Proving Analyticity of Product of Analytic Functions

[MathematicalPhysicist]

i need to prove that if f and and g are analytic functions in (-a,a) then so is fg.

well basically i need to find the radius of convergence of fg, which its coefficient is: $$c_n=\sum_{i=0}^{n} b_i*a_{n-i}$$, by using cauchy hadamard theorom for finding the radius of convergence, and to show that it's not greater than a.
well limsup |c_n|^1/n, then $$c_n=a_0b_n+...+a_nb_0$$
now i think that $$(c_n)^{\frac{1}{n}}<= ((n+1)(\max_{n \in N}(|a_n|,||b_n|))^2)^{1/n}$$
i think this inequality also applies to alternating sequences.
anyway i don't know how bound it below.

 

[MathematicalPhysicist]

wait a minute i think that's enough iv'e shown that the radius cannot be greater than a.
stupid me. (-;

 

[matt grime]

But this isn't true. If f is analytic in some region, then gf is analytic in that region if f maps into some region in which g is analytic. And the converse is certainly false.

 

[AKG]

He's talking about the product of f and g, not the composition.

 

[matt grime]

Ah!
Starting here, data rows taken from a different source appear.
PR #159, opened 2022-10-17
Implement variable-length ringbuf wire format

rhysre:
This commit introduces variable-length fields into the ringbuf wire format.

Over time, the number of fields in our wire format with a large theoretical maximum size has grown (pathnames, argv, tty output, etc.).

Every field in the wire format is of a fixed-size. This simplifies parsing of messages in userspace, but leads to huge memory waste as the maximum possible buffer size needs to be allocated, even when it's not used most of the time. For example, PATH_MAX on linux is 4096, but the pathnames we pass up are going to be a fraction of that size 99% of the time. Terminal output is an even bigger culprit for this sort of thing, a 4 KiB buffer is allocated for each tty_write event, even if the data being written to the tty is just one byte. For a high-frequency tty write event, this can easily cause us to drop events.

This commit adds a few new structures that enable us to pass up these large fields in variable-length buffers. Fields that are always of a fixed size (or variable length but so small as to be irrelevant from a memory-usage perspective, e.g. task->comm) remain as they were before, in a fixed-size part of the event. Variable length fields are packed into a flexible array member at the end of the event struct and each are preceeded by a header describing the type of field and size.

An unfortunate necessity of this approach is that we cannot use the ringbuffer reserve/commit API for events that have variable-length fields, as we won't know the size of the event in advance. Instead, we build each event with its variable-length fields in a percpu map, and then output it using bpf_ringbuf_output. This should result in a small performance hit as we're introducing an additional memory copy, but should be made up for in massive memory usage improvements. An alternative would have been to continue to use the reserve/commit API, passing up each event in fixed-size chunks, but this would just shift the extra copy to userspace, and introduce a bunch of complexity there as we'd need to have reconstruction logic in the Ebpf events library. In any case, there is no free lunch.

Logic and helpers for adding variable length fields have been added to Helpers.h and are fairly well documented. New events that need to use variable-length fields should add a ebpf_varlen_fields_start struct as their last member with a name of vl_fields. Variable-length fields can then be added to the event. For example, in the case of a file delete event:

        struct ebpf_file_delete_event *event = get_event_buffer();

        // ... Fill in fixed-length fields

        // Variable length fields
        ebpf_vl_fields__init(&event->vl_fields);
        struct ebpf_varlen_field *field;
        size_t size;

        // path
        ADD_VL_FIELD_OR_GOTO_EMIT(event, field, EBPF_VL_FIELD_PATH);
        size = ebpf_resolve_path_to_string(field->data, &p, task);
        ebpf_vl_field__set_size(&event->vl_fields, field, size);

    emit:
        bpf_ringbuf_output(&ringbuf, event, EVENT_SIZE(event), 0);

The emit label is required. The ADD_VL_FIELD_OR_GOTO_EMIT macro will jump to it if there is no more space remaining in the event buffer returned from get_event_buffer().

The use of variable-length fields also allows us to get rid of a bit of cruft. In particular:

- No more PATH_MAX * 2 sized buffers in EbpfEventProto.h that waste space and leak an implementation detail of the BPF probes to userspace
- The memset reimplementation to deal with argv has been removed as we will now know size of argv in the variable-length field header, making zeroing out a fixed-size buffer unnecessary

This commit also bumps the ringbuffer size to 4 MiB so that it's larger than the 2 MiB percpu event buffers.


GPL/Events/Helpers.h
```diff
@@ -127,32 +127,97 @@ const volatile int consumer_pid = 0;
...
-// error: A call to built-in function 'memset' is not supported.
+// This is too small for us, so instead we implement a percpu array ourselves
+// using a BPF_MAP_TYPE_ARRAY. We resize it in userspace to $(nproc) elements
+// and access it through the get_event_buffer helper, which returns the value
+// corresponding to the current processor.
+struct {
+    __uint(type, BPF_MAP_TYPE_ARRAY);
+    __uint(key_size, sizeof(int));
+    __uint(value_size, EVENT_BUFFER_SIZE);
+    __uint(max_entries, 0);
```
nicholasberlin, line 167: oh, this is zero because map is resized by user space?

GPL/Events/Helpers.h
```diff
@@ -127,32 +127,97 @@ const volatile int consumer_pid = 0;
...
+            bpf_printk("Bailing at variable-length field of type %d (event type %d), out of "      \
+                       "buffer space",                                                             \
+                       arg_type, arg_event->hdr.type);                                             \
+            goto emit;                                                                             \
+        }                                                                                          \
+                                                                                                   \
+        struct ebpf_varlen_fields_start *__vlf = &arg_event->vl_fields;                            \
+        struct ebpf_varlen_field *__field =                                                        \
+            (struct ebpf_varlen_field *)(&__vlf->data[__vlf->size & EVENT_BUFFER_SIZE_HALF_MASK]); \
+        __vlf->nfields++;                                                                          \
```
nicholasberlin, line 196: should we increment `arg_event->size`?

nicholasberlin: Seems like `ebpf_vl_field__set_size` is used for that. I wonder if they could be combined into this macro.

nicholasberlin: Oh, no it doesn't. I'm not sure what sets `arg_event->size`

stanek-michal:
> Instead, we build each event with its variable-length fields in a percpu map, and then output it using bpf_ringbuf_output. This should result in a small performance hit as we're introducing an additional memory copy

Any idea how we could measure the performance hit? On the ebpf side, can we use bpftool perf stats or something else to estimate it? I could perhaps test this end-to-end with Phoronix tests but it might be that it won't show up end-to-end.
And the performance hit would only be on the ebpf side I suppose? Or userspace as well?

GPL/Events/Helpers.h
rhysre: `arg_event->size` does not exist.  A `size` exists for the variable length fields start struct (i.e. `arg_event->vl_fields.start`) and for each `struct ebpf_varlen_field`, but `arg_event` is just an event struct (e.g. `ebpf_file_delete_event`), which does not have a `size` field.

You could combine `ebpf_vl_field__set_size` into this macro, I considered doing that, but I like the explicitness of this approach a bit better. Basically, when adding a variable length field, there are four operations to be performed. They are (in order):

1) Check if we have enough room in the buffer, if not, `goto emit`
2) Add a new variable length field and fill in the type field of the header
3) Actually fill in the variable-length field with its data (e.g. via `ebpf_resolve_path_to_string`)
4) (now that we know the size of the variable length field) update the `size` parameter of the `struct ebpf_varlen_field`

1/2 are combined into the macro, 3 is a separate function call (e.g. `ebpf_resolve_path_to_string`) and 4 is `ebpf_vl_field__set_size`. We could combine 1/2/3/4 into the same macro, but IMO having the "check for space, add field, fill in, set size" flow be super explicit like this makes the code clearer at the cost of a few more lines. I fully admit this is a matter of taste though, happy to change if there's strong disagreement.

GPL/Events/Helpers.h
rhysre: Yeah, exactly. I made it `0` so it's clear it's resized by userspace, but will add an inline comment to make it super explicit.

rhysre:
> > Instead, we build each event with its variable-length fields in a percpu map, and then output it using bpf_ringbuf_output. This should result in a small performance hit as we're introducing an additional memory copy
> 
> Any idea how we could measure the performance hit? On the ebpf side, can we use bpftool perf stats or something else to estimate it? I could perhaps test this end-to-end with Phoronix tests but it might be that it won't show up end-to-end. 

If it's visible at all in benchmarks, you should be able to see it by creating an artificially high load in terms of the new memory copy (e.g. `exec` with a 20 kb argv in a tight loop for 30 seconds), graph CPU usage over that period, and compare to the old implementation. I didn't measure that because I'd be quite surprised if it was substantial, but can get some numbers tomorrow.

Come to think of it, it would be nice to do the same thing and measure memory usage / dropped events as well to verify this PR is doing it's job (I've run a few informal tests on my laptop and it's shown a large decrease in dropped events when under load, but haven't saved the results and made them presentable).

Also purely from personal experience, I can say that the Cmd probes used variable length parameters for everything in their wire format, and I don't recall that (in BPF land, or in userspace) ever leading to a performance issue.

> And the performance hit would only be on the ebpf side I suppose? Or userspace as well?

Theoretically, there should should be a tiny perf hit in userspace from the fact that parsing the variable length fields requires a bit more math than before (see `FOR_EACH_VARLEN_FIELD`), but that's undoubtedly inconsequential (one extra memory dereference and addition per variable length parameter).

GPL/Events/EventProbe.bpf.c
```diff
@@ -15,7 +15,7 @@ char LICENSE[] SEC("license") = "Dual BSD/GPL";
 
 struct {
     __uint(type, BPF_MAP_TYPE_RINGBUF);
-    __uint(max_entries, 4096 * 64); // 256KB
+    __uint(max_entries, 1 << 26); // 4 MiB
```
stanek-michal, line 18: that's 64M not 4

GPL/Events/Helpers.h
```diff
@@ -127,32 +127,97 @@ const volatile int consumer_pid = 0;
 // From include/uapi/asm-generic/termbits.h
 #define ECHO 0x00008
 
-static bool IS_ERR_OR_NULL(const void *ptr)
-{
-    return (!ptr) || (unsigned long)ptr >= (unsigned long)-MAX_ERRNO;
-}
+// We can't use the ringbuf reserve/commit API if we want to output an event
```
mmat11, line 130: `Logic and helpers for adding variable length fields have been added to Helpers.h`

what about introducing an additional header?

non-GPL/Events/EventsTrace/EventsTrace.c
```diff
@@ -481,16 +536,26 @@ static void out_process_tty_write(struct ebpf_process_tty_write_event *evt)
 
     out_pid_info("pids", &evt->pids);
     out_comma();
-    out_uint("tty_out_len", evt->tty_out_len);
```
mmat11, line 484: IIRC we need len here aswell, sometimes the buffer contains more data than what should be taken

GPL/Events/Helpers.h
nicholasberlin: I like the explicitness of the separate steps. But agree consistency is most important.

GPL/Events/EventProbe.bpf.c
rhysre: Whoops, thanks for the catch.

GPL/Events/Helpers.h
rhysre: You mean adding a new variable-length field? You can do that by adding a new `ebpf_varlen_field_type` (in `EbpfEventProto.h`) and using that type in your `ADD_VL_FIELD_OR_GOTO_EMIT` invocation.

GPL/Events/Helpers.h
```diff
@@ -127,32 +127,97 @@ const volatile int consumer_pid = 0;
...
+// EVENT_BUFFER_SIZE_HALF operation below (which is necessary to keep the
+// verifier happy) will cause us to overwrite preceeding variable length
+// fields, resulting in corrupt data
+#define ADD_VL_FIELD_OR_GOTO_EMIT(arg_event, arg_field, arg_type)                                  \
+    do {                                                                                           \
+        if (EVENT_SIZE(arg_event) >= EVENT_BUFFER_SIZE_HALF) {                                     \
+            bpf_printk("Bailing at variable-length field of type %d (event type %d), out of "      \
+                       "buffer space",                                                             \
+                       arg_type, arg_event->hdr.type);                                             \
+            goto emit;                                                                             \
```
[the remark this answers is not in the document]
rhysre: Yes, this is the case. We would never encounter this "out of space in the buffer" case previously, as we were guaranteed to have space available by virtue of bpf_ringbuf_reserve. In this new implementation, we can either not emit the event, or emit it with partial data if we don't have enough space in the buffer.

Given the lowish limits put on the largest possible variable length fields (tty out, argv), and the large size of the percpu event buffers, we should currently never hit this branch, but could in the future if more large fields are added. IMO it would generally make sense to emit what we have in a best effort fashion in that case, which is why I wrote this in this way.

non-GPL/Events/EventsTrace/EventsTrace.c
rhysre: Length will still be passed up. Since `tty_out` is now a variable length field, we have the length of tty_out in the `struct ebpf_varlen_field` struct preceding it (`size` attribute).

GPL/Events/Helpers.h
mmat11: no, I meant having all "vl field" related logic in a dedicated header file instead of using Helpers.h

non-GPL/Events/EventsTrace/EventsTrace.c
mmat11: oh true, I forgot we are reading up to `len`

rhysre:
Ok some quick and dirty performance numbers here.

In my Vagrant dev VM, I fired up EventsTrace as follows:
```
 sudo ./artifacts-x86_64/non-GPL/Events/EventsTrace/EventsTrace -a > /dev/null
```

Then fired up a loop spam `exec`'ing `ls` with a very long `argv`: 
```
 while true; do ls $(python3 -c 'print("a" * 10000)'); done
```

This results in both a huge number of exec's with long `argv`'s and a ton of data written to the terminal, so lots of exec and tty_write events with large variable length fields. Should be about as stressful as you can get for a single-core test w.r.t. the newly added memory copy from `bpf_ringbuf_output`.

CPU time (both in-kernel and in-userspace) and memory usage were measured when the spam loop had already started for 60s with this script:

```bash
echo 'time (s), %user, %sys, usedmem'

time=0
while true; do
    cpu=$(top -n 1 -b | head -3 | tail -1 | awk '{print $2 "," $4}')
    usedmem=$(free | head -2 | tail -1 | awk '{print $3}')
    echo $time,$cpu,$usedmem
    sleep 1
    time=$(echo $time+1 | bc)

    if [[ $time == "60" ]]; then
        break;
    fi
done
```

From a quick glance, it looks like time spent executing in BPF programs in kernelspace isn't attributed to the process that loaded/attached those programs, hence the system wide measurement with `top` instead of a per-process value. Should add some noise, but we will be picking up the extra work done by the BPF program that way.

Graphs of results are as follows (old = fixed length, new = variable length)

Variable-Length Fields vs  Fixed-Length_ CPU Usage

Variable-Length Fields vs  Fixed-Length_ Memory Usage

CPU usage doesn't seem to be measurably different in kernelspace, which is where the extra copy is. Hard to tell, but there might be a tiny bump in userspace CPU time from the extra parsing. In any case, the effect if it exists is very small.

Memory usage is ~15MB higher, which makes sense. My VM has 5 cores, and there's an extra 2MB of locked memory added per core from the per-cpu map, plus another ~4MB from the ringbuffer size bump, so about 15 MB total. 

Given the caps I put on argv and tty_out (20 kb and 8 kb respectively), 2MB for each percpu buffer is excessive as it's impossible to hit that for our largest feasible event. Originally, I chose an arbitrary, fairly big number just so we didn't have to worry about overrunning it in the future, but will drop it to 256 KiB as that is still more than enough to accommodate our largest-sized event and will and reduce memory usage on systems with a tons of cores.

GPL/Events/Helpers.h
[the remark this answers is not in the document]
mmat11: > IMO it would generally make sense to emit what we have in a best effort fashion in that case

not sure about this, it depends on the data that is being (not) sent. For example, it wouldn't make sense to emit a tty_write event without buffer while it could make sense to emit an exec event without cgroup path.
Also, our user space code currently assumes all this data is present

GPL/Events/Helpers.h
rhysre: Oh good idea actually, they don't really fit in Helpers.h. Moved to Varlen.h.

GPL/Events/Helpers.h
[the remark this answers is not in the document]
rhysre: Ok I've thought this over and realized the whole discussion is basically a moot point.

The largest possible event we could send up (an exec with a 20 KiB argv and `PATH_MAX` sized filename, cwd and pids ss cgroup path), is no more than 50 KiB in size. We have 128 KiB of useable space in the percpu event buffers, meaning currently, the `goto emit` path will never be hit.

When I originally wrote this, the `goto emit` path could have been hit, because I was putting huge limits on the max size of the `argv` and `tty_out` that we read (~1/2 the size of the percpu event buffer, the maximum size the verifier would accept). I later reduced this to 20 KiB for `argv` and 8 KiB for `tty_out` because it would have been too easy to DoS endpoint otherwise by spamming an exec with a huge argv or performing a ton of tty writes. The kprobe event implementation also caps argv at a modest value IIRC, so there was precedent for that.

As a side effect of the limits on the size of argv and tty_out, as mentioned, the max event size is now ~40-50 KiB, meaning the `goto emit` path will never be hit. I didn't realize that when I put those limits in, so the `goto emit` logic remained. Now however, I can see that, for the time being, we simply don't need that logic at all as we will never bail out and emit an event with missing fields.

If there's a need for reading truly massive variable length fields in the future, we can revisit this and perhaps add this logic back, but it's been removed for now.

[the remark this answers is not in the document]
rhysre: Thanks by the way @mmat11 for pointing this out and making me come to a realization that simplified the code 🙏

stanek-michal:
> Ok some quick and dirty performance numbers here.
> 

Awesome, love the charts! Interesting that it seems to be higher on the user CPU time, but it's close enough that it could just be within error.

> Given the caps I put on argv and tty_out (20 kb and 8 kb respectively), 2MB for each percpu buffer is excessive as it's impossible to hit that for our largest feasible event. Originally, I chose an arbitrary, fairly big number just so we didn't have to worry about overrunning it in the future, but will drop it to 256 KiB as that is still more than enough to accommodate our largest-sized event and will and reduce memory usage on systems with a tons of cores.

Cool. After all, EC2 has instances with over 440 cores (although those would almost certainly have much more RAM than 1GB)

GPL/Events/Helpers.h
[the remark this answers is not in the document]
mmat11: nice!

mmat11 (approved):
lgtm,nice work!

GPL/Events/File/Probe.bpf.c
```diff
@@ -370,12 +388,25 @@ static int vfs_rename__exit(int ret)
...
 
-    bpf_ringbuf_submit(event, 0);
+    // Variable length fields
+    ebpf_vl_fields__init(&event->vl_fields);
+    struct ebpf_varlen_field *field;
+    size_t size;
+
+    // old path
+    field = ebpf_vl_field__add(&event->vl_fields, EBPF_VL_FIELD_OLD_PATH);
+    size  = bpf_probe_read_kernel_str(field->data, PATH_MAX, ss->rename.old_path);
```
stanek-michal, line 401: I know we weren't doing it before but I feel like we really should be checking the return value from `bpf_probe_read_kernel_str`. It can return a negative value which would overflow here. To avoid complicating the code too much I suppose we should just `__set_size()` to 0 if we detect error here.

GPL/Events/File/Probe.bpf.c
```diff
@@ -370,12 +388,25 @@ static int vfs_rename__exit(int ret)
...
+    ebpf_vl_field__set_size(&event->vl_fields, field, size);
+
+    // new path
+    field = ebpf_vl_field__add(&event->vl_fields, EBPF_VL_FIELD_NEW_PATH);
+    size  = bpf_probe_read_kernel_str(field->data, PATH_MAX, ss->rename.new_path);
```
stanek-michal, line 406: same comment as above

GPL/Events/Process/Probe.bpf.c
```diff
@@ -70,12 +89,33 @@ int BPF_PROG(sched_process_exec,
...
+    ebpf_vl_field__set_size(&event->vl_fields, field, size);
+
+    // cwd
+    field = ebpf_vl_field__add(&event->vl_fields, EBPF_VL_FIELD_CWD);
+    size  = ebpf_resolve_path_to_string(field->data, &task->fs->pwd, task);
+    ebpf_vl_field__set_size(&event->vl_fields, field, size);
+
+    // filename
+    field = ebpf_vl_field__add(&event->vl_fields, EBPF_VL_FIELD_FILENAME);
+    size  = bpf_probe_read_kernel_str(field->data, PATH_MAX, binprm->filename);
```
stanek-michal, line 115: needs error check

stanek-michal (approved):
Nice work, LGTM!
I would only add error checks after bpf_probe_read* calls to be safe.

GPL/Events/File/Probe.bpf.c
stanek-michal: I also wonder if this would leak 128K of kernel data in case of such error, looks like it might

rhysre: Ty for the catch. Fixed, all kernel string reads are now error checked and an empty string is passed up on error.

GPL/Events/Process/Probe.bpf.c
rhysre: fixed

Now why didn't I think of that? (Suggestions not necessary.)

 

[MathematicalPhysicist]

yes I am talking of the prodcut.
anyway, i think this appraoch of mine isn't correct.
i think that bassically in order to prove it you need to use here cauchy's product.
i.e if two partial sums f_n and g_n converges absolutely then also their cauchy's product converges absolutely.
bassically here we assume that both g and f converges in 0<r<a, in [-r,r] they converge absolutely so also their cauchy product converges absolutely at [-r,r].
is this better than my other obvoiusly faulty answer?